Stored items
= = = =

Issue #1183, opened 2026-07-29
Testing: defensive RenderFlex-overflow gate for dashboard cards


AustinChangLinksys:
## Background

While reviewing #1174 (fix for #1145 — Network Health legend labels), we confirmed the Errors/Loss legend **overflows** at several locale × width combinations, yet CI never flagged it. Investigating why surfaced a structural gap in our overflow detection worth fixing on its own.

## Branching and PR structure

**All work for this epic is based on `gate/1183-overflow-gate` (PR #1248), which
is the only PR that targets `dev-2.7.0`.** Branch from it, merge back into it.
Every child ticket now carries this in its own `## Branch` section.

Not a convention — a hard constraint. The gate, its fixture, its probe and the
design of record are all introduced *by* #1248 and are absent on `dev-2.7.0`:
`test/page/dashboard/cards/dashboard_card_overflow_test.dart`,
`test/fixtures/known_overflows.json`,
`test/util/dashboard/dashboard_card_probe.dart`,
`doc/dashboard/dashboard_density_design.md`. An acceptance criterion of the form
"N coordinates are removed from `known_overflows.json` and the gate passes"
cannot be executed off `dev-2.7.0` at all.

```
dev-2.7.0
 └── #1248  gate/1183-overflow-gate                  ← the gate itself; all work lands here
      ├── #1249  gate/test-1183-dashboard-overflow   ← MERGED (04938ad9)
      │    └── #1242  gate/sweep-1231                ← MERGED (65563d6c)
      ├── #1255  gate/sweep-1252                     ← MERGED (8f74bfe2) — carried #1252 + #1227
      ├── #1257  gate/1228-ethernet-ports            ← MERGED (52973a88)
      ├── #1263  gate/1247-arrow-icons               ← MERGED (32ac1849)
      ├── #1264  gate/sweep-1258                     ← MERGED (4749def2)
      ├── #1269  fix/1234-card-overflow              ← MERGED (4a38116b) — carried #1234/#1235/#1236/#1237/#1229/#1251
      ├── #1273  fix/1183-ratchet-truth              ← MERGED (20402ab6) — bookkeeping, no `lib/` change
      ├── #1277  fix/1230-firewall-overflow          ← MERGED (c2280288)
      └── #1280  fix/1238-connected-devices-overflow ← MERGED (43520832)
```

**Both tracks are complete.** Track A took the allowlist to 0 coordinates across
[...]

PR #1242, opened 2026-08-11
fix(dashboard/_shared): size UspInfoRow label from real available width (#1231)

AustinChangLinksys:
Closes #1231. Parent #1183.

Stacked on #1249 → #1248 → `dev-2.7.0`. **Review those first.**

> **This body replaces the original.** The original's central claim ("Behavior
> is preserved at normal widths") was wrong, and its verification numbers were
> measured 11 commits behind its own declared base. Both are corrected below,
> and the extra commits that fix the regression are the reason this PR grew.
> See the measurement comment for the full table.

## The bug this PR started from is real

`UspInfoRow` — the shared label–value row used across USP dashboard cards and
several settings pages — sized its label column with
`context.colWidth(labelColumns)`, which ui_kit derives from **screen** width
(`layout_extensions.dart`), not from the width the row is actually given. Inside
a shrunken dashboard card the two are unrelated.

Because the structure is `SizedBox` + `Expanded`, a compressed value never
raises a `RenderFlex` overflow, so the text is silently clipped by the card
surface's `Clip.antiAlias`. Users see cut-off text; the overflow gate sees
nothing. That is why this needs its own assertions and contributes zero
coordinates to `known_overflows.json`.

## The first fix traded the bug for a narrower one

Replacing `colWidth(2)` with `constraints.maxWidth * labelColumns / 12` keeps a
fraction that was **calibrated against the screen** and applies it to a
card-sized row. At a 1400px screen 2/12 is ~150px — enough for one line. Inside
a 288px row it is 48px, narrower than the 74.6px `"IP Address"` needs.

Measured with real fonts at a fixed 1400px surface (line height 20px):

| row width | `colWidth(2)` (before) | `maxWidth*2/12` (first fix) | this PR |
|---|---|---|---|
| 191, short label | 150 fits / value 41 → **3 lines** / h60 | 31.8 → **3 lines** / value fits / h60 | 76.4 fits / 114.6 fits / **h20** |
| 191, long label | 150 → 2 lines / h40 | 31.8 → **8 lines** / **h160** | ellipsized 1 line / **h20** |
| **288** | 150 fits / 138 fits / **h20** | 48 → **2 lines** / **h40** | 115.2 fits / 172.8 fits / **h20** |
| 480 | 150 fits / h20 | 80 fits / h20 | 150 fits / h20 |
| 900 | 150 fits / h20 | 150 fits / h20 | 150 fits / h20 |

288px is a **regression against the code it replaced**, at a width the product
ships. So "behavior is preserved at normal widths" was the opposite of true: the
first fix helped 191px and broke 288px.

## What this PR settles on

Keep a fraction — sibling rows must share a column width so their values line
up, which intrinsic sizing would break — but recalibrate it to the row and cap
it:

- `_kLabelShare = 0.4` — the label may claim 40% of the row. At 191px that is
  76.4px, which `"IP Address"` (74.6px) fits, leaving the value 114.6px for a
  108.6px address.
- `_kLabelMaxWidth = 150.0` — so a wide row does not open a growing gutter
  before the value. Sits inside the 130–187px band `colWidth(2)` produced across
  desktop breakpoints (measured: 360→156, 480→216, 600→276, 768→164, 1024→142.7,
  1280→130, 1440→156.7, 1920→186 — note it is **not monotonic** in screen
  width), so rows that were already wide enough keep roughly the column they had.

Apply the degradation shape settled in #1226 and applied in #1233 while here:
the label takes `maxLines: 1` + ellipsis, the value takes neither. A clipped
label is recoverable from context; a half-shown statistic misinforms.

**Removed the `labelColumns` parameter.** No consumer ever passed it — verified
across all nine call sites. It was Speculative Generality, and it was also the
vehicle for the miscalibration.

No layout scope wrapper is introduced (design of record §2.2).

## The test file was rewritten, and it now actually runs

Two independent problems:

- It was tagged **`@Tags(['ui'])`**, which `run_tests.sh` excludes
  (`--exclude-tags="golden||loc||ui"`), so it **never ran in the PR gate**. Now
  `dashboard-card`, which does gate.
- Its assertions were geometric — `SizedBox.width`, "value area > half the row"
  — which cannot see whether the text *fits*. A 48px column passes "label is
  2/12 of the row" while wrapping the label onto two lines.

It now measures rendered line count (paragraph height vs. its height at
unbounded width) and loads **real fonts**: without `loadAppFonts()` every glyph
is a fixed-width block, so every "does this fit" answer is fiction. 10 tests,
and **3 of them fail against the first fix's implementation** — verified by
reverting the widget and re-running. The two that stay green are exactly the
part the first fix got right (row-derived, not screen-derived).

Also fixed a leak the round-1 review caught: `pumpRow` set `surfaceSize`,
`physicalSize` and `devicePixelRatio` but reset only the first, leaving a
1400x800 view at DPR 1.0 for every later test in the process. (The review cited
`dhcp_card_test_harness.dart` for the pattern — that file does not exist — but
the leak itself was real.)

## Acceptance criteria

- [x] Label column sized from the row's given width, not screen width
- [x] At ~191px the value keeps >half the row and renders on one line — pinned
      by test, not by golden
- [x] No layout scope wrapper introduced
- [x] All nine consumers unchanged and analyze clean; `labelColumns` confirmed
      dead before removal
- [x] `test/fixtures/known_overflows.json` **unchanged** — this component
      contributes zero baseline coordinates
- [x] #1231's AC "verified by eye or golden" is met by neither: golden baselines
      are gitignored (`.gitignore:92`) and this project runs no pixel diff, so
      golden cannot verify anything here. Substituted measurement + assertions,
      which is strictly stronger. See #1241.

## Verification

```
$ fvm flutter test test/page/_shared/components/usp_info_row_test.dart
  10/10 passed          (3 fail against the pre-fix widget — mutation-checked)

$ fvm flutter test --tags dashboard-card
  1710/1710 passed      (1700 inherited from #1249, + 10 new; fixture untouched)

$ ./run_tests.sh
  5049/5049 passed

$ fvm dart format / fvm flutter analyze <2 changed files>
  clean / No issues found
```

The original body reported `+1493 -151` for the gate. That number was measured
against a merge-base of `c3e40e0b`, **11 commits behind the declared base** —
before `9b848994` rebuilt the overflow baseline from measurement. It described a
tree that no longer exists. This branch has since been merged up to its base and
re-measured.

## Known limits

- The 191px case clears by **1.8px** (76.4px column, 74.6px label). That is
  inside the ±2px tolerance the overflow gate itself allows for mac-vs-ubuntu
  rasterizer differences, so it is conceivable this ellipsizes on CI and not
  locally. It is now pinned by a test at all three widths, so it would fail
  loudly rather than ship a silently truncated label — but reviewers should know
  the margin is thin, and widening `_kLabelShare` past ~0.43 would push the
  *value* under its own floor instead. 191px simply does not have room for both
  with comfort.
- Non-English locales with longer labels will ellipsize at 191px. That is the
  intended degradation, not an oversight — but it is asserted only for one
  synthetic long label, not swept across all 26 locales.
- No consumer-level render test (round-1 review W-4). The nine call sites are
  covered only in that the dashboard ones now run through the overflow gate.
- `labelColumnWidth()` finds the `SizedBox` by type — white-box, and it breaks
  if the sizing mechanism is refactored. Kept because the alternative measures
  nothing useful; flagged so the next person is not surprised.
- `pumpRow` is a third near-identical pump harness in this suite (round-1 review
  W-3). Not consolidated here; that is a suite-wide change and does not belong
  in a fix PR.

### DIFF
--- a/lib/page/_shared/components/usp_info_row.dart
+++ b/lib/page/_shared/components/usp_info_row.dart
@@ -3,9 +3,13 @@ import 'package:ui_kit_library/ui_kit.dart';
 
 /// A label–value row used throughout the USP Dashboard cards.
 ///
-/// Uses the UI Kit 12-column grid system for responsive label sizing.
-/// [labelColumns] controls how many grid columns the label occupies
-/// (default 2, calculated via `context.colWidth()`).
+/// The label column is sized from the width the row is actually given
+/// (read via a [LayoutBuilder]), not from screen width. [labelColumns]
+/// controls the fraction of a nominal 12-column grid the label occupies
+/// (default 2 of 12). Sizing against the real available width keeps the
+/// value legible when the row lives inside a shrunken card, where a
+/// screen-derived width would over-claim the label column and clip the
+/// value against the card surface with no overflow raised.
 class UspInfoRow extends StatelessWidget {
   final String label;
   final String value;
@@ -22,15 +26,20 @@ class UspInfoRow extends StatelessWidget {
   Widget build(BuildContext context) {
     return Padding(
       padding: const EdgeInsets.only(bottom: AppSpacing.md),
-      child: Row(
-        crossAxisAlignment: CrossAxisAlignment.start,
-        children: [
-          SizedBox(
-            width: context.colWidth(labelColumns),
-            child: AppText.labelLarge(label),
-          ),
-          Expanded(child: AppText.bodyMedium(value)),
-        ],
+      child: LayoutBuilder(
+        builder: (context, constraints) {
+          final labelWidth = constraints.maxWidth * labelColumns / 12;
+          return Row(
+            crossAxisAlignment: CrossAxisAlignment.start,
+            children: [
+              SizedBox(
+                width: labelWidth,
+                child: AppText.labelLarge(label),
+              ),
+              Expanded(child: AppText.bodyMedium(value)),
+            ],
+          );
+        },
       ),
     );
   }
--- a/lib/page/_shared/components/usp_info_row.dart
+++ b/lib/page/_shared/components/usp_info_row.dart
@@ -1,25 +1,41 @@
+import 'dart:math' as math;
+
 import 'package:flutter/material.dart';
 import 'package:ui_kit_library/ui_kit.dart';
 
+/// Fraction of the row the label column may claim.
+///
+/// At the narrowest card realization (191px) this leaves the value ~115px,
+/// enough for the longest common value on one line. The split favours the
+/// value on purpose: per density design §2.10a the label is a name and the
+/// value is the payload, so the label is what yields.
+const double _kLabelShare = 0.4;
+
+/// Ceiling for the label column, so a wide row does not open an absurd
+/// gutter before the value. Sits inside the 130–187px band that the old
+/// screen-derived `context.colWidth(2)` produced across desktop breakpoints,
+/// so rows that were already wide enough keep roughly the column they had.
+const double _kLabelMaxWidth = 150.0;
+
 /// A label–value row used throughout the USP Dashboard cards.
 ///
-/// The label column is sized from the width the row is actually given
-/// (read via a [LayoutBuilder]), not from screen width. [labelColumns]
-/// controls the fraction of a nominal 12-column grid the label occupies
-/// (default 2 of 12). Sizing against the real available width keeps the
-/// value legible when the row lives inside a shrunken card, where a
-/// screen-derived width would over-claim the label column and clip the
-/// value against the card surface with no overflow raised.
+/// The label column is sized from the width the row is actually given (read
+/// via a [LayoutBuilder]), never from screen width: inside a shrunken card
+/// the two are unrelated, and a screen-derived column over-claims and clips
+/// the value against the card surface without raising an overflow.
+///
+/// Degradation follows the shape settled in #1226 and applied in #1233 — the
+/// label yields first with a one-line ellipsis, while the value never shrinks
+/// and never ellipsizes. A clipped label is still recoverable from context; a
+/// half-shown value misinforms.
 class UspInfoRow extends StatelessWidget {
   final String label;
   final String value;
-  final int labelColumns;
 
   const UspInfoRow({
     super.key,
     required this.label,
     required this.value,
-    this.labelColumns = 2,
   });
 
   @override
@@ -28,13 +44,18 @@ class UspInfoRow extends StatelessWidget {
       padding: const EdgeInsets.only(bottom: AppSpacing.md),
       child: LayoutBuilder(
         builder: (context, constraints) {
-          final labelWidth = constraints.maxWidth * labelColumns / 12;
+          final labelWidth =
+              math.min(constraints.maxWidth * _kLabelShare, _kLabelMaxWidth);
           return Row(
             crossAxisAlignment: CrossAxisAlignment.start,
             children: [
               SizedBox(
                 width: labelWidth,
-                child: AppText.labelLarge(label),
+                child: AppText.labelLarge(
+                  label,
+                  maxLines: 1,
+                  overflow: TextOverflow.ellipsis,
+                ),
               ),
               Expanded(child: AppText.bodyMedium(value)),
             ],
--- a/test/page/_shared/components/usp_info_row_test.dart
+++ b/test/page/_shared/components/usp_info_row_test.dart
@@ -46,7 +46,11 @@ void main() {
     await tester.binding.setSurfaceSize(wideSurface);
     tester.view.physicalSize = wideSurface;
     tester.view.devicePixelRatio = 1.0;
-    addTearDown(() => tester.binding.setSurfaceSize(null));
+    addTearDown(() async {
+      tester.view.resetPhysicalSize();
+      tester.view.resetDevicePixelRatio();
+      await tester.binding.setSurfaceSize(null);
+    });
 
     await tester.pumpWidget(
       MaterialApp(
--- a/test/page/_shared/components/usp_info_row_test.dart
+++ b/test/page/_shared/components/usp_info_row_test.dart
@@ -1,0 +1,105 @@
+@Tags(['ui'])
+import 'package:flutter/material.dart';
+import 'package:flutter_test/flutter_test.dart';
+import 'package:privacy_gui/l10n/gen/app_localizations.dart';
+import 'package:privacy_gui/page/_shared/components/usp_info_row.dart';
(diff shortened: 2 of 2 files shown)


AustinChangLinksys (commented):
🤖 **Automated Review — Round 1** · `c3e40e0..9b0f6ef` (full)

**Verdict: ✅ APPROVE** — Core fix is correct and well-tested; one double-confirmed test-isolation Warning flagged for auto-repair.

#### Standards

|---|---|---|---|
| ⚠️ | 🟢 High | `test/page/_shared/components/usp_info_row_test.dart:38` | tearDown resets `setSurfaceSize` but not `physicalSize`/`devicePixelRatio`, leaking view state to subsequent tests |
| ⚠️ | 🟡 Med | `lib/page/_shared/components/usp_info_row.dart:29` | [Primitive Obsession] Magic number `12` (grid column count) hardcoded in build; no named constant |
| ⚠️ | 🟡 Med | `test/page/_shared/components/usp_info_row_test.dart:24` | [Duplicate Code] `pumpRow` is the 3rd near-identical pump-harness pattern in the test suite; no shared helper |
| 💡 | 🟡 Med | `test/page/_shared/components/usp_info_row_test.dart:57` | `labelBoxWidth` white-box finds `SizedBox` by type — breaks if label sizing mechanism is refactored |
| 💡 | ⚪ Low | `lib/page/_shared/components/usp_info_row.dart:29` | No guard for `constraints.maxWidth == infinity`; all current call sites are bounded but future use could panic |

#### Spec

|---|---|---|---|
| ✅ | 🟢 High | `usp_info_row.dart:28–32` | AC-1: label now sized from `constraints.maxWidth`, not `context.colWidth()` — PASS |
| ✅ | 🟢 High | `usp_info_row_test.dart:69–78` | AC-2: 191px test proves value retains >50% row width — PASS |
| ✅ | 🟢 High | `usp_info_row.dart:28` | AC-3: `LayoutBuilder` at the row, no layout scope wrapper introduced — PASS |
| ⚠️ | 🟡 Med | (no test file) | AC-4: No regression widget tests for existing consumers (WiFi status, ethernet dialog, IPv4/6 sections, stats); spec says "verify those still look right" but only oral claim in commit message |
| ✅ | 🟢 High | `test/fixtures/known_overflows.json` | AC-5: `known_overflows.json` diff is empty — PASS |

<details>

**W-1 — Incomplete tearDown: `physicalSize` / `devicePixelRatio` leak (🟢 High, double-confirmed by both agents)**

`test/page/_shared/components/usp_info_row_test.dart:35–38`

```dart
await tester.binding.setSurfaceSize(const Size(1400, 800));
tester.view.physicalSize = const Size(1400, 800);
tester.view.devicePixelRatio = 1.0;
addTearDown(() => tester.binding.setSurfaceSize(null));  // only resets surfaceSize
```

Three properties are set, but tearDown only restores one. `tester.view.physicalSize` and `tester.view.devicePixelRatio` persist for the duration of the test session, potentially causing subsequent widget tests in the same `flutter test` run to see `1400x800` instead of their expected viewport.

The established repo pattern (from `test/page/dhcp/views/components/dhcp_card_test_harness.dart:46–50`):
```dart
addTearDown(() async {
  tester.view.resetPhysicalSize();
  tester.view.resetDevicePixelRatio();
  await tester.binding.setSurfaceSize(null);
});
```

**Fix:** Replace the single-line tearDown in `pumpRow` with the three-line form above. (A `review-fix` card has been queued for automatic repair.)

---

**W-2 — [Primitive Obsession] Magic number `12` in `build()` (🟡 Med, single-audit)**

`lib/page/_shared/components/usp_info_row.dart:29`

```dart
final labelWidth = constraints.maxWidth * labelColumns / 12;
```

`12` is the total grid column count, a domain constant. If ui_kit_library's grid changes, or if a reader unfamiliar with the 12-column grid encounters this, the number is opaque. The `context.colWidth()` implementation that was replaced encapsulated this constant internally.

**Fix (optional):** Extract `static const int _kGridColumns = 12;` as a private constant, or check if ui_kit_library exports a `kGridColumns` constant.

---

**W-3 — [Duplicate Code] `pumpRow` is the 3rd near-identical pump helper (🟡 Med, single-audit)**

`test/page/_shared/components/usp_info_row_test.dart:24–54`

The pattern of `setSurfaceSize` + `physicalSize` + `devicePixelRatio` + `pumpWidget(MaterialApp(theme, l10n, Scaffold(...)))` + `pumpAndSettle` already exists in `dhcp_card_test_harness.dart` and `pnp_no_internet_view_test.dart`. This is the third copy.

**Fix (tech-debt backlog):** Consider a shared `test/helpers/widget_pump_harness.dart` utility. Not blocking merge.

---

**W-4 (Spec) — No regression tests for existing consumers (🟡 Med, single-audit)**

Spec AC-4 requires verifying that all existing consumers (statistics, internet settings IPv4/IPv6/optional, WiFi status, ethernet port dialog, AI info row) still render correctly. The PR relies on the oral claim in the commit message ("All consumers use the default `labelColumns:2`; none pass a custom value") with no automated verification.

At normal page widths the new formula produces values close to the old `context.colWidth()` result, so behavioral regression is unlikely. However the spec says "verify those still look right."

**Fix (low urgency):** Add at least one consumer render test (e.g. for `ethernet_port_detail_dialog` which has a bounded `SizedBox(width: kDefaultDialogWidth)` wrapper), or explicitly document in the PR that the existing integration test suite covers these consumers.

</details>

<details>

- **Core fix is correct:** `LayoutBuilder` at the row reads `constraints.maxWidth` — exactly what the spec prescribes. The formula `maxWidth * labelColumns / 12` is semantically correct for the 12-column grid.
- **No API breakage:** All call sites use the default `labelColumns: 2` (confirmed by search). The change is purely internal to `build()`.
- **Tests pin the fix well:** Three `testWidgets` cover (1) correct fraction at 191px, (2) proportional scaling as row width changes, and (3) value retains majority of row. The screen-vs-row distinction is explicitly documented in the test file.
- **`known_overflows.json` unchanged:** Confirmed via `git diff` — zero delta. Gate result is identical to baseline.
- **Doc comment updated:** The class doc comment now correctly describes the `LayoutBuilder` approach and explains the rationale (silent clip vs RenderFlex overflow).
- **Consistent with repo pattern:** `LayoutBuilder` for local constraint reading is already used in `usp_dhcp_active_leases_card.dart` and `usp_dhcp_reservations_detail_card.dart` (#1140). This PR applies the same pattern one level up at the shared component.
- **`dart format` and `flutter analyze` clean** (per PR verification block).

</details>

= = = =

Report all lines of the data that include the word "null".

- **Output below**:
-    addTearDown(() => tester.binding.setSurfaceSize(null));
+      await tester.binding.setSurfaceSize(null);
addTearDown(() => tester.binding.setSurfaceSize(null));  // only resets surfaceSize
  await tester.binding.setSurfaceSize(null);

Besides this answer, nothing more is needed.